Civic Responsibility, Environment

Santa Barbara Tragedy – Don’t Let It Happen Here

Click to see original imageRecent rains eased fire danger temporarily on the Central Utah ranges and forests – but the potential hazard is still there and extreme care should be used in guarding against fire outbreaks.

“While the rains helped, a good hot afternoon can put us right back where we were,” noted Floyd A. Lundell of Benjamin, county fire warden.

Utah County, luckier than some areas, hasn’t gone unscathed. In fact, the fire a few weeks ago in the hills north of Alpine could have broken into an expensive residential area had firefighting efforts not been successful. Four city fire departments and a bomber dropping chemicals figured in suppressing the flames.

Santa Barbara, Calif., wasn’t so fortunate as flames leaped through the brush and from home to home in an expensive suburb. When the smoke had cleared away some 200 homes had been destroyed along with many other buildings.

One of the frustrating factors in recent weeks has been the large number of fires in the West caused by lightning. News dispatches only a few days ago said something like 400 in California alone had their origin from lightning.

Utah’s most tragic brush fire to date undoubtedly was the one in the Flaming Gorge region near the Utah – Wyoming border which claimed three lives when a wind shift caused a 20-foot wall of fire to engulf three firefighters from the Uinta Basin. This blaze was caused by lightning.

Another serious fire was the one in Juab County, with some 700 acres blackened in the vicinity of Mt. Nebo.

California fires, particularly the one at Santa Barbara, and the repelled threat as Alpine in north Utah County have demonstrated conclusively that people residing in the mountain and foothill face a special brush fire hazard.

Mr. Lundell suggests that such residents clean the brush away, plant grass, and remove weeds that fill in from time to time. Additional advice from the fire warden: Don’t allow anyone to play with matches; apply all fire prevention rules; and use common sense caution in all situations.

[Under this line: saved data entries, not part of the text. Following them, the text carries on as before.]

PR #1815, opened 2020-11-14
Update gcc on AT next

Cherbot:
Bump to revision dcf0dde488b8

Issue #1691, opened 2020-09-16
Remove -Wno-error flags from binutils stage_2 on AT next


mscastanho:
`-Wno-error flags` has been added by PR #1690 (still pending) to avoid an error when building gold, caused by the deprecation of `mallocinfo` on glibc.

See #1659 and [BZ#26585](https://sourceware.org/bugzilla/show_bug.cgi?id=26585) for more info.

We should be able to remove the flag once the issue has been fixed upstream.

All -Wno-error flags are expected to be removed, including `-Wno-error flags` and `-Wno-error=stringop-overflow`.

PR #1823, opened 2020-11-16
next: Update GCC and fix binutils build

mscastanho:
With the latest bump, GCC started throwing the following warning when building binutils stage 2:
    
    ./gold/plugin.cc:528:10: error: ‘char* strncpy(char*, const char*, size_t)’
    specified bound depends on the length of the source argument [-Werror=stringop-overflow=]
      528 |   strncpy(tempdir, dir_template, len);
          |   ~~~~~~~^~~~~~~~~~~~~~~~~~~~~~~~~~~~
    ./gold/plugin.cc:526:22: note: length computed here
      526 |   size_t len = strlen(dir_template) + 1;
          |                ~~~~~~^~~~~~~~~~~~~~
    
The code causing the error is not necessarily wrong, we can ignore this
warning for the time being.

Closes #1815


tuliom (approved):
LGTM.
I updated issue #1691 so that we remove this flag later too.

It's best to wait for tests to complete before merging this, though.

mscastanho:
All tests passed. Merging...

PR #1828, opened 2020-11-21
Update gdb on AT next

Cherbot:
Bump to revision abd20cb63700


mscastanho:
The failing builds were not able to find a proper GMP library during the configure step. GMP became a requirement to build gdb in this last set of commits we are trying to merge. A new build flag `--with-libgmp-prefix` was added to allow specifying the dir where gdb can find GMP. I'm preparing a PR to add that flag and point to AT's GMP.

PR #1874, opened 2020-12-14
fvtr: Increase timeout for Python test_eintr test

### LINKED ISSUE #1873: test_eintr Python test failing intermittently
`test_eintr` has been failing intermittently on our FVTR test suite, like on #1866. On most cases, re-running the build was enough to get the test to pass, so this is likely another timeout-related issue. This needs further investigation.

mscastanho:
This test has been failing intermittently on our FVTR Python tests when the
server is under heavy load (like when testing multiple PRs during the
weekend). So extend the tolerance to avoid these spurious failures.

(Hopefully)
Fixes #1873

### DIFF
--- a/configs/11.0/packages/python/sources
+++ b/configs/11.0/packages/python/sources
@@ -62,6 +62,11 @@ atsrc_get_patches ()
 		https://raw.githubusercontent.com/powertechpreview/powertechpreview/1fa3a5896a6ce15e8b85fcf24109db5c1ea5548a/Python%20Fixes/python-3.7-disable-zlib-version-check.patch \
 		f52555a37aec6cb7f43eb052990e051b || return ${?}
 
+	# Increase a timeout in test_eintr
+	at_get_patch \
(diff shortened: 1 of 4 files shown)


er-1 (approved):

mscastanho:
The test failed again. I'm not sure if just increasing the timeout will be enough. If it takes over 2 minutes to complete this simple test, there must be more going on...

tuliom:
@mscastanho I had prepared the exact same patch and had the exact same conclusions: there must be something else going on.
I reviewed the settings of the VMs and fixed an issue that could be causing this, but it's still happening.
I'm afraid the issue is that we're starting too many builds at the same time on a single host.
I think we may need to:
1. Stop creating more VMs on hosts that are already under high load.
2. Kill old VMs on that host.
3. Reduce the number of jobs on some VMs.
4. Migrate VMs to another host.
5. If we can't kill or move too many VMs, we may need to add more hosts.

PR #1852, opened 2020-12-05
Update gcc on AT next

Cherbot:
Bump to revision 625e002396f7

PR #1875, opened 2020-12-16
Update gcc with proper required fixes

mscastanho:
Now that the issues seen on #1852 have been fixed upstream, I can finally update the GCC revision. However, this last set of gcc commits introduced some change in the preprocessor behaviour that is causing glibc build failures. For that reason, I also had to add a `-Wno-error=stringop-overread` to glibc configs. More info on #1876.

Finally, I had to regenerate the libssp patch to properly apply to the new GCC revision.

Closes #1852


mscastanho:
Updated to a newer GCC revision, as the previous one was affected by `libcody` issues that appeared upstream this week. They should be fixed now.

mscastanho:
Turns out we only needed to ignore the warning on glibc stage 1 for cross builds, but on all stages for natives builds. Updated and pushed changes.

er-1 (approved):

Right here in Utah County we have many residential areas extending into the hills – on Provo’s east benches, in the Alpine and Salem areas; in the canyons, etc.

Besides the sickening tragedy of lives lost and economic loss, fires can ruin vast areas of forest and range lands. Just the other day it was reported that scores of tires had burned 80,000 to 90,000 acres of brush and timberland in northern and central California.

Don’t take a chance. Be ever cautious. Prevent fire tragedy.